Cette citation est une évidence et pleine de bon sens : Pourquoi la Bible a-t-elle été écrite pardi ? C'est pour qu'au travers du vécu et de l'expérience des personnages relatés nous puissions connaitre Dieu, ses pensées, sa façon de voir les choses et d'écrire l'Histoire.
Le décors est planté : c'est le monde, les acteurs sont en place ce sont les humains et l'histoire qui est écrite ce sont nos actes, nos paroles jusqu'ici tous va bien , les païens aussi sont d'accord, mais aussi nos pensées secrètes et l'intention du coeur. Ces choses qui comptent pour Dieu plus que le reste. La pensée et l'intention réelles sont souvent masquées par l'hypocrisie ordinaire ("...on voudrait toujours cacher aux autres ses failles..." comme dit la chanson... " on ne ressemble qu'à ce qu'on fait " poursuit-elle. Cette chanson dévoile l'importance de l'image qui prime sur le réel, aujourd'hui encore plus qu'hier !)

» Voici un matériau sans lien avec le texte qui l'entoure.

PR #87282, opened 2021-07-19
Ensure `./x.py dist` adheres to `build.tools`

### LINKED ISSUE #86436: Unable to build 1.53.0 from official tarball due to miri
Hi there, I tried to build Rust 1.53.0 from the source tarball downloaded from https://static.rust-lang.org/dist/rustc-1.53.0-src.tar.gz and it failed to compile due to `cargo-miri` could not locate the Git repository.

After a quick search, the issue supposedly should have been fixed in https://github.com/rust-lang/miri/commit/e5b340017e39dc90e3f9cf9966244faa585321b5 but for some reason, the fix didn't land in the final distribution despite in #84182 it was stated that the fix would be included in the next stable release.

Here is the backtrace:

<details><summary>Backtrace</summary>
<p>

```
  thread 'main' panicked at 'Unable to generate vergen keys!: could not find repository from '/build/i0szw9jw/rustc-1.53.0-src/src/tools/miri/cargo-miri'; class=Repository (6); code=NotFound (-3)

  Stack backtrace:
     0: anyhow::error::<impl core::convert::From<E> for anyhow::Error>::from
               at /build/i0szw9jw/rustc-1.53.0-src/vendor/anyhow-1.0.34/src/error.rs:464:25
     1: vergen::feature::git::configure_git
               at /build/i0szw9jw/rustc-1.53.0-src/vendor/vergen/src/feature/git.rs:175:55
     2: vergen::config::Instructions::config
               at /build/i0szw9jw/rustc-1.53.0-src/vendor/vergen/src/config.rs:139:9
     3: vergen::gen::config_from_instructions
               at /build/i0szw9jw/rustc-1.53.0-src/vendor/vergen/src/gen.rs:81:32
     4: vergen::gen::vergen
               at /build/i0szw9jw/rustc-1.53.0-src/vendor/vergen/src/gen.rs:69:5
     5: build_script_build::main
               at ./build.rs:10:5
     6: core::ops::function::FnOnce::call_once
               at /build/i0szw9jw/rustc-1.53.0-src/library/core/src/ops/function.rs:227:5
     7: std::sys_common::backtrace::__rust_begin_short_backtrace
               at /build/i0szw9jw/rustc-1.53.0-src/library/std/src/sys_common/backtrace.rs:125:18
     8: std::rt::lang_start::{{closure}}
               at /build/i0szw9jw/rustc-1.53.0-src/library/std/src/rt.rs:49:18
     9: core::ops::function::impls::<impl core::ops::function::FnOnce<A> for &F>::call_once
               at /build/i0szw9jw/rustc-1.53.0-src/library/core/src/ops/function.rs:259:13
        std::panicking::try::do_call
               at /build/i0szw9jw/rustc-1.53.0-src/library/std/src/panicking.rs:379:40
        std::panicking::try
               at /build/i0szw9jw/rustc-1.53.0-src/library/std/src/panicking.rs:343:19
        std::panic::catch_unwind
               at /build/i0szw9jw/rustc-1.53.0-src/library/std/src/panic.rs:431:14
        std::rt::lang_start_internal
               at /build/i0szw9jw/rustc-1.53.0-src/library/std/src/rt.rs:34:21
    10: std::rt::lang_start
               at /build/i0szw9jw/rustc-1.53.0-src/library/std/src/rt.rs:48:5
    11: main
    12: __libc_start_main
               at /build/okrh64bn/glibc/csu/../csu/libc-start.c:314:16
    13: _start
               at /build/okrh64bn/glibc/csu/../sysdeps/x86_64/start.S:120', src/tools/miri/cargo-miri/build.rs:10:24
  stack backtrace:
     0: rust_begin_unwind
               at /build/i0szw9jw/rustc-1.53.0-src/library/std/src/panicking.rs:493:5
     1: core::panicking::panic_fmt
               at /build/i0szw9jw/rustc-1.53.0-src/library/core/src/panicking.rs:92:14
     2: core::result::unwrap_failed
               at /build/i0szw9jw/rustc-1.53.0-src/library/core/src/result.rs:1355:5
     3: core::result::Result<T,E>::expect
               at /build/i0szw9jw/rustc-1.53.0-src/library/core/src/result.rs:997:23
     4: build_script_build::main
               at ./build.rs:10:5
     5: core::ops::function::FnOnce::call_once
               at /build/i0szw9jw/rustc-1.53.0-src/library/core/src/ops/function.rs:227:5
command did not execute successfully: "/build/i0szw9jw/rustc-1.53.0-src/build/x86_64-unknown-linux-gnu/stage0/bin/cargo" "build" "--target" "x86_64-unknown-linux-gnu" "-Zbinary-dep-depinfo" "-j" "32" "-v" "--release" "--frozen" "--manifest-path" "/build/i0szw9jw/rustc-1.53.0-src/src/tools/miri/cargo-miri/Cargo.toml" "--message-format" "json-render-diagnostics"
expected success, got: exit code: 101
```

</p>
</details>

emilyalbini:
According to `config.toml.example`, the way to produce dist artifacts for both the compiler and a *subset* of tools would be to enable the extended build and manually specify the list of tools to build:

```toml
[build]
extended = true
tools = ["cargo", "rustfmt"]
```

This works as expected for `./x.py build` and `./x.py install`, but *not* for `./x.py dist`. Before this PR `./x.py dist` simply ignored the contents of `build.tools`, building just rustc/rustdoc if `build.extended = false` and all of the tools otherwise. This PR does two things:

C'est pourquoi il est écrit "Examinez vous vous-mêmes pour savoir si vous êtes dans la Foi !"
Nous avons donc intérêt à passer le contrôle technique (examen de conscience) avant la Sainte Cène (pain et vin, repas du Seigneur) afin de pas manger ni boire de jugement contre soi-même (1Cor 11:23 et suiv.)

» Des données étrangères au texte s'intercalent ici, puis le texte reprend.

Issue #87169, opened 2021-07-15
Improve error messages for intra-doc links when there are backticks


GuillaumeGomez:
In #87078, we arrived at the following situation:

```
error: incompatible link kind for `Foo::bar`
  --> $DIR/field-ice.rs:5:6
   |
LL | /// [`Foo::bar()`]
   |      ^^^^^^^^^^^^ help: to link to the field, remove the disambiguator: ``Foo::bar``
```

I want to underline this part in particular:

```
``Foo::bar``
```

Having two backticks is very weird. What I suggest instead is to reduce the "^^^^^" underlining part in order to not include backticks in it so then they can be removed from the error message as well, which would give:

```
error: incompatible link kind for `Foo::bar`
  --> $DIR/field-ice.rs:5:6
   |
LL | /// [`Foo::bar()`]
   |       ^^^^^^^^^^ help: to link to the field, remove the disambiguator: `Foo::bar`
```

I'll do it in the next days if no one does until then. :)

cc @jyn514

estebank:
You can fix this by using a `span_suggestion_verbose` instead of `span_suggestion`. It'll take more vertical space, but it's ok.

GuillaumeGomez:
@estebank It's a bit different here because we create the spans ourselves because they come from inside a doc comment. So I'm sure if your suggestion will work out.

Also, in here it's `src/test/rustdoc-ui`, not `src/test/ui` (but otherwise it's the same). ;)

estebank:
@GuillaumeGomez thanks for the correction!

As long as the span was synthesized correctly (including what side of a char the boundary falls on), then just changing the method will work as expected.

GuillaumeGomez:
I had in mind to simply update the span instead in case the string was starting and ending with backticks.

jyn514:
@GuillaumeGomez look at the code that's already there: https://github.com/rust-lang/rust/blob/c49895d9049f67e07e297ee487836a587f69690e/src/librustdoc/passes/collect_intra_doc_links.rs#L2104-L2108
If you think this shouldn't use `verbose`, remove that instead. But I think it's better to show backticks if the user had them there originally.

GuillaumeGomez:
We can take advantage of the span to exclude the backticks from the underlining, so then we can avoid displaying the backticks twice in the suggestion. As for the how, I guess it's fine as long as we get the output we want.

GuillaumeGomez:
Fixed in #87285.

PR #87285, opened 2021-07-19
Improve intra doc errors display

GuillaumeGomez:
#87169

@jyn514 This is what I had in mind to avoid having duplicated backticks. I also gave a try to simply updating the span for the suggestion/help messages but I think this current one is better because less "noisy". Anyway, that allows you to see the result. ;)

### DIFF
--- a/src/librustdoc/passes/collect_intra_doc_links.rs
+++ b/src/librustdoc/passes/collect_intra_doc_links.rs
@@ -19,7 +19,7 @@ use rustc_resolve::ParentScope;
 use rustc_session::lint::Lint;
 use rustc_span::hygiene::{MacroKind, SyntaxContext};
 use rustc_span::symbol::{sym, Ident, Symbol};
-use rustc_span::DUMMY_SP;
+use rustc_span::{BytePos, DUMMY_SP};
 use smallvec::{smallvec, SmallVec};
 
 use pulldown_cmark::LinkType;
@@ -1193,7 +1193,7 @@ impl LinkCollector<'_, '_> {
         let report_mismatch = |specified: Disambiguator, resolved: Disambiguator| {
             // The resolved item did not match the disambiguator; give a better error than 'not found'
             let msg = format!("incompatible link kind for `{}`", path_str);
-            let callback = |diag: &mut DiagnosticBuilder<'_>, sp| {
+            let callback = |diag: &mut DiagnosticBuilder<'_>, sp: Option<rustc_span::Span>| {
                 let note = format!(
                     "this link resolved to {} {}, which is not {} {}",
                     resolved.article(),
@@ -1201,8 +1201,12 @@ impl LinkCollector<'_, '_> {
                     specified.article(),
                     specified.descr()
                 );
-                diag.note(&note);
-                suggest_disambiguator(resolved, diag, path_str, dox, sp, &ori_link.range);
+                if let Some(sp) = sp {
+                    diag.span_label(sp, &note);
+                } else {
+                    diag.note(&note);
+                }
+                suggest_disambiguator(resolved, diag, path_str, &ori_link.link, sp);
             };
             report_diagnostic(self.cx.tcx, BROKEN_INTRA_DOC_LINKS, &msg, &diag_info, callback);
         };
@@ -1699,6 +1703,51 @@ impl Suggestion {
             Self::RemoveDisambiguator => path_str.into(),
         }
     }
+
+    fn as_help_span(
+        &self,
+        path_str: &str,
+        ori_link: &str,
+        sp: rustc_span::Span,
+    ) -> Vec<(rustc_span::Span, String)> {
+        let inner_sp = match ori_link.find('(') {
+            Some(index) => sp.with_hi(sp.lo() + BytePos(index as _)),
+            None => sp,
+        };
+        let inner_sp = match ori_link.find('!') {
+            Some(index) => inner_sp.with_hi(inner_sp.lo() + BytePos(index as _)),
+            None => inner_sp,
+        };
+        let inner_sp = match ori_link.find('@') {
+            Some(index) => inner_sp.with_lo(inner_sp.lo() + BytePos(index as u32 + 1)),
+            None => inner_sp,
+        };
+        match self {
+            Self::Prefix(prefix) => {
+                // FIXME: if this is an implied shortcut link, it's bad style to suggest `@`
+                let mut sugg = vec![(sp.with_hi(inner_sp.lo()), format!("{}@", prefix))];
+                if sp.hi() != inner_sp.hi() {
+                    sugg.push((inner_sp.shrink_to_hi().with_hi(sp.hi()), String::new()));
+                }
+                sugg
+            }
+            Self::Function => {
+                let mut sugg = vec![(inner_sp.shrink_to_hi().with_hi(sp.hi()), "()".to_string())];
+                if sp.lo() != inner_sp.lo() {
+                    sugg.push((inner_sp.shrink_to_lo().with_lo(sp.lo()), String::new()));
+                }
+                sugg
+            }
+            Self::Macro => {
+                let mut sugg = vec![(inner_sp.shrink_to_hi(), "!".to_string())];
+                if sp.lo() != inner_sp.lo() {
+                    sugg.push((inner_sp.shrink_to_lo().with_lo(sp.lo()), String::new()));
+                }
+                sugg
+            }
+            Self::RemoveDisambiguator => return vec![(sp, path_str.into())],
+        }
+    }
 }
 
 /// Reports a diagnostic for an intra-doc link.
@@ -1732,7 +1781,16 @@ fn report_diagnostic(
     tcx.struct_span_lint_hir(lint, hir_id, sp, |lint| {
         let mut diag = lint.build(msg);
 
-        let span = super::source_span_for_markdown_range(tcx, dox, link_range, &item.attrs);
+        let span =
+            super::source_span_for_markdown_range(tcx, dox, link_range, &item.attrs).map(|sp| {
+                if dox.bytes().nth(link_range.start) == Some(b'`')
+                    && dox.bytes().nth(link_range.end - 1) == Some(b'`')
+                {
+                    sp.with_lo(sp.lo() + BytePos(1)).with_hi(sp.hi() - BytePos(1))
+                } else {
+                    sp
+                }
+            });
 
         if let Some(sp) = span {
             diag.set_span(sp);
@@ -1938,9 +1996,8 @@ fn resolution_failure(
                                 disambiguator,
                                 diag,
                                 path_str,
-                                diag_info.dox,
+                                diag_info.ori_link,
                                 sp,
-                                &diag_info.link_range,
                             )
                         }
 
@@ -2007,7 +2064,7 @@ fn anchor_failure(cx: &DocContext<'_>, diag_info: DiagnosticInfo<'_>, failure: A
             if let Some((fragment_offset, _)) =
                 diag_info.ori_link.char_indices().filter(|(_, x)| *x == '#').nth(anchor_idx)
             {
-                sp = sp.with_lo(sp.lo() + rustc_span::BytePos(fragment_offset as _));
+                sp = sp.with_lo(sp.lo() + BytePos(fragment_offset as _));
             }
             diag.span_label(sp, "invalid anchor");
         }
@@ -2075,14 +2132,7 @@ fn ambiguity_error(
 
         for res in candidates {
             let disambiguator = Disambiguator::from_res(res);
-            suggest_disambiguator(
-                disambiguator,
-                diag,
-                path_str,
-                diag_info.dox,
-                sp,
-                &diag_info.link_range,
-            );
+            suggest_disambiguator(disambiguator, diag, path_str, diag_info.ori_link, sp);
         }
     });
 }
@@ -2093,21 +2143,20 @@ fn suggest_disambiguator(
     disambiguator: Disambiguator,
     diag: &mut DiagnosticBuilder<'_>,
     path_str: &str,
-    dox: &str,
+    ori_link: &str,
     sp: Option<rustc_span::Span>,
-    link_range: &Range<usize>,
 ) {
     let suggestion = disambiguator.suggestion();
     let help = format!("to link to the {}, {}", disambiguator.descr(), suggestion.descr());
 
     if let Some(sp) = sp {
-        let msg = if dox.bytes().nth(link_range.start) == Some(b'`') {
-            format!("`{}`", suggestion.as_help(path_str))
+        let mut spans = suggestion.as_help_span(path_str, ori_link, sp);
+        if spans.len() > 1 {
+            diag.multipart_suggestion(&help, spans, Applicability::MaybeIncorrect);
         } else {
-            suggestion.as_help(path_str)
-        };
-
-        diag.span_suggestion(sp, &help, msg, Applicability::MaybeIncorrect);
+            let (sp, suggestion_text) = spans.pop().unwrap();
+            diag.span_suggestion_verbose(sp, &help, suggestion_text, Applicability::MaybeIncorrect);
+        }
     } else {
         diag.help(&format!("{}: {}", help, suggestion.as_help(path_str)));
     }
--- a/src/test/rustdoc-ui/intra-doc/ambiguity.stderr
+++ b/src/test/rustdoc-ui/intra-doc/ambiguity.stderr
@@ -12,26 +12,26 @@ LL | #![deny(rustdoc::broken_intra_doc_links)]
 help: to link to the module, prefix with `mod@`
    |
 LL | /// [mod@true]
-   |      ^^^^^^^^
+   |      ^^^^
 help: to link to the builtin type, prefix with `prim@`
    |
 LL | /// [prim@true]
-   |      ^^^^^^^^^
+   |      ^^^^^
 
 error: `ambiguous` is both a struct and a function
-  --> $DIR/ambiguity.rs:27:6
+  --> $DIR/ambiguity.rs:27:7
    |
 LL | /// [`ambiguous`] is ambiguous.
-   |      ^^^^^^^^^^^ ambiguous link
+   |       ^^^^^^^^^ ambiguous link
    |
 help: to link to the struct, prefix with `struct@`
    |
 LL | /// [`struct@ambiguous`] is ambiguous.
-   |      ^^^^^^^^^^^^^^^^^^
+   |       ^^^^^^^
 help: to link to the function, add parentheses
    |
 LL | /// [`ambiguous()`] is ambiguous.
-   |      ^^^^^^^^^^^^^
+   |                ^^
 
 error: `ambiguous` is both a struct and a function
   --> $DIR/ambiguity.rs:29:6
@@ -42,30 +42,30 @@ LL | /// [ambiguous] is ambiguous.
 help: to link to the struct, prefix with `struct@`
    |
 LL | /// [struct@ambiguous] is ambiguous.
-   |      ^^^^^^^^^^^^^^^^
+   |      ^^^^^^^
 help: to link to the function, add parentheses
    |
 LL | /// [ambiguous()] is ambiguous.
-   |      ^^^^^^^^^^^
+   |               ^^
 
 error: `multi_conflict` is a struct, a function, and a macro
-  --> $DIR/ambiguity.rs:31:6
+  --> $DIR/ambiguity.rs:31:7
    |
 LL | /// [`multi_conflict`] is a three-way conflict.
-   |      ^^^^^^^^^^^^^^^^ ambiguous link
+   |       ^^^^^^^^^^^^^^ ambiguous link
    |
 help: to link to the struct, prefix with `struct@`
    |
 LL | /// [`struct@multi_conflict`] is a three-way conflict.
-   |      ^^^^^^^^^^^^^^^^^^^^^^^
+   |       ^^^^^^^
 help: to link to the function, add parentheses
    |
 LL | /// [`multi_conflict()`] is a three-way conflict.
-   |      ^^^^^^^^^^^^^^^^^^
+   |                     ^^
 help: to link to the macro, add an exclamation mark
    |
 LL | /// [`multi_conflict!`] is a three-way conflict.
-   |      ^^^^^^^^^^^^^^^^^
+   |                     ^
 
 error: `type_and_value` is both a module and a constant
   --> $DIR/ambiguity.rs:33:16
@@ -76,26 +76,26 @@ LL | /// Ambiguous [type_and_value].
 help: to link to the module, prefix with `mod@`
    |
 LL | /// Ambiguous [mod@type_and_value].
-   |                ^^^^^^^^^^^^^^^^^^
+   |                ^^^^
 help: to link to the constant, prefix with `const@`
    |
 LL | /// Ambiguous [const@type_and_value].
-   |                ^^^^^^^^^^^^^^^^^^^^
+   |                ^^^^^^
 
 error: `foo::bar` is both an enum and a function
-  --> $DIR/ambiguity.rs:35:42
+  --> $DIR/ambiguity.rs:35:43
    |
 LL | /// Ambiguous non-implied shortcut link [`foo::bar`].
-   |                                          ^^^^^^^^^^ ambiguous link
+   |                                           ^^^^^^^^ ambiguous link
    |
 help: to link to the enum, prefix with `enum@`
    |
 LL | /// Ambiguous non-implied shortcut link [`enum@foo::bar`].
-   |                                          ^^^^^^^^^^^^^^^
+   |                                           ^^^^^
 help: to link to the function, add parentheses
    |
 LL | /// Ambiguous non-implied shortcut link [`foo::bar()`].
-   |                                          ^^^^^^^^^^^^
+   |                                                   ^^
 
 error: aborting due to 6 previous errors
 
--- a/src/test/rustdoc-ui/intra-doc/disambiguator-mismatch.stderr
+++ b/src/test/rustdoc-ui/intra-doc/disambiguator-mismatch.stderr
@@ -1,95 +1,139 @@
 error: incompatible link kind for `S`
-  --> $DIR/disambiguator-mismatch.rs:14:14
+  --> $DIR/disambiguator-mismatch.rs:16:14
    |
 LL | /// Link to [struct@S]
-   |              ^^^^^^^^ help: to link to the enum, prefix with `enum@`: `enum@S`
+   |              ^^^^^^^^ this link resolved to an enum, which is not a struct
    |
 note: the lint level is defined here
   --> $DIR/disambiguator-mismatch.rs:1:9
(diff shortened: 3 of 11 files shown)


src/librustdoc/passes/collect_intra_doc_links.rs
```diff
@@ -1732,7 +1732,14 @@ fn report_diagnostic(
     tcx.struct_span_lint_hir(lint, hir_id, sp, |lint| {
         let mut diag = lint.build(msg);
 
-        let span = super::source_span_for_markdown_range(tcx, dox, link_range, &item.attrs);
+        let span =
+            super::source_span_for_markdown_range(tcx, dox, link_range, &item.attrs).map(|sp| {
+                if dox.bytes().nth(link_range.start) == Some(b'`') {
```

Le rôle de la mémoire est ici primordial : Que serions nous sans elle ? Et qu'est-ce que L'histoire si ce n'est des paroles qui cristallisent une pensée que l'on souhaite la plus exacte possible. Nous avons un devoir de vérité historique pas celle qui est partisane mais celle qui est en accord avec notre conscience ! C'est pourquoi il est écrit : " Ce n'est pas par la volonté d'un homme que les saintes écritures ont été rédigés mais c'est poussés par l'esprit de Dieu que les écrivains de la Bible l'ont rédigée !"
Les historiens n'ont pas tous (loin s'en faut) l'esprit de Dieu et c'est de l'hypocrisie d'affirmer qu'on ne peut pas connaitre la vérité historique pas ce qu'elle a été écrite par des hommes faillibles. L'hypocrisie atteint son comble quand les historiens matérialistes ou autres cherchent à discréditer les saintes écritures en arguant le fait que l'Eglise a abusé spirituellement du peuple en asservissant le peuple au péché et à la crainte du jugement.

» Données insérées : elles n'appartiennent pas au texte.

PR #86157, opened 2021-06-09
Use Tera templates for rustdoc.

jsha:
Replaces a format!() call in layout::render with a template
expansion. Introduces a `templates` field in SharedContext so parts
of rustdoc can share pre-rendered templates.

This currently builds in a copy of the single template available, like
with static files. However, future work can make this live-loadable with
a perma-unstable flag, to make rustdoc developers' work easier.

Part of #84419.

Demo at https://hoffman-andrews.com/rust/tera/std/string/struct.String.html.

PR #87288, opened 2021-07-19
rustdoc: Restore --default-theme, etc, by restoring varname escaping

### LINKED ISSUE #87263: rustdoc no longer honours --default-theme
### Steps to reproduce

```
git clone https://salsa.debian.org/iwj/rust-vecdeque-stableix # any crate will do
cd rust-vecdeque-stableix
RUSTDOCFLAGS='--default-theme ayu' cargo doc
dir=$PWD
rm -rf d
mkdir d
cd d
HOME=$PWD firefox file://$dir/target/doc/vecdeque_stableix/index.html
```

### Expected results

The documentation appears in the "ayu" (dark) theme.

### Observed results

The documentation appears in the default (light) theme.

### Notes

This works on stable.  I haven't bisected it or anything.

Empirically, changing the default theme once works for any one browser profile with the default firefox settings.  AIUI the setting is intended to be recorded in web local storage.  However, my firefox configuration does not permit use of web storage or cookies, so it does not work.  This is one of the reasons for the `--default-theme` option's existence.

FTR I see this message in my JS console which seems to support this hypothesis: `Request to access cookie or storage on “file:///home/rustcargo/Rustup/Game/vecdeque-stableix/target/doc/vecdeque_stableix/struct.IntoIter.html” was blocked because we are blocking all storage access requests.`

### Meta

```
rustdoc 1.55.0-nightly (2f391da2e 2021-07-14)
binary: rustdoc
commit-hash: 2f391da2e6ac73faa3570b79de239fd8c0edf1a9
commit-date: 2021-07-14
release: 1.55.0-nightly
LLVM version: 12.0.1
```

ijackson:
In #86157 

    cd0f93193c84ddc6698f9b65909da71c084dcb74
    Use Tera templates for rustdoc.

dropped the following transformation from the keys of the default settings element's `data-` attribute names:

    .map(|(k, v)| format!(r#" data-{}="{}""#, k.replace('-', "_"), Escape(v)))

The `Escape` part is indeed no longer needed, because Tera does that for us.  But the massaging of `-` to `_` is needed, for the (bizarre) reasons explained in the new comments.

I have tested that the default theme function works again for me.  I have also verified that passing (in shell syntax)

    '--default-theme="zork&"'

escapes the value in the HTML.

Closes #87263


ijackson:
@jsha would you care to confirm my suppositions in my commit message, that your removal of the `-` to `_` transformation wasn't for some good reason that I haven't spotted?

 @jyn514 Not sure if you want to self-assign this for review...

src/librustdoc/html/static/js/storage.js
```diff
@@ -22,6 +22,8 @@ function getSettingValue(settingName) {
         return current;
     }
     if (settingsDataset !== null) {
+	// See the comment for `default_settings.into_iter()` etc. in
```
GuillaumeGomez, line 25: You failed the indent here. ;)

GuillaumeGomez:
Thanks for this fix! Could you add a test to prevent this regression to happen again please? If it cannot be checked in `src/test/rustdoc`, I'm sure it can be checked in `src/test/rustdoc-gui`.

jyn514:
@GuillaumeGomez I think it would need to be in src/test/run-make because it needs a compiletime flag. But that seems painful since I don't know how you'd test the JavaScript from the command line. Do you think it makes sense to add support for cli args to rustdoc-gui?

GuillaumeGomez:
We already support to pass some arguments in `rustdoc-gui`, so it can be extended without problem.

Alors que le Christ de la Bible est venu bouleverser l'Histoire en Règlant par sa mort (fait historique) et sa résurrection (fait historique et réalité spirituelle la plus puissante) la question du péché (en conférant une vie nouvelle libérée du péché au croyant) et du jugement associé par voie de conséquence ! (Et pas seulement la mauvaise conscience comme les religieux hypocrites qui s'accommodent avec des erreurs religieuses)
L'hypocrisie est également nourrie par celles et ceux qui ne veulent pas connaître Dieu ni se convertir mais préfèrent satisfaire leurs convoitises charnelles (abus) ou autres (pouvoir, argent), leur orgueil et leur vanité.
Les Saintes écritures renfermées dans la Bible servent de guide et de référence à de "grand esprits" comme aux plus humbles indigents... Ainsi, par le vécu de nombreux croyants, les Ecriture prouvent qu'elles sont bien ce qu'elles disent être : La Parole de Dieu. Celle qui les aide à écrire leur part de Histoire à l'encre de leur vécu.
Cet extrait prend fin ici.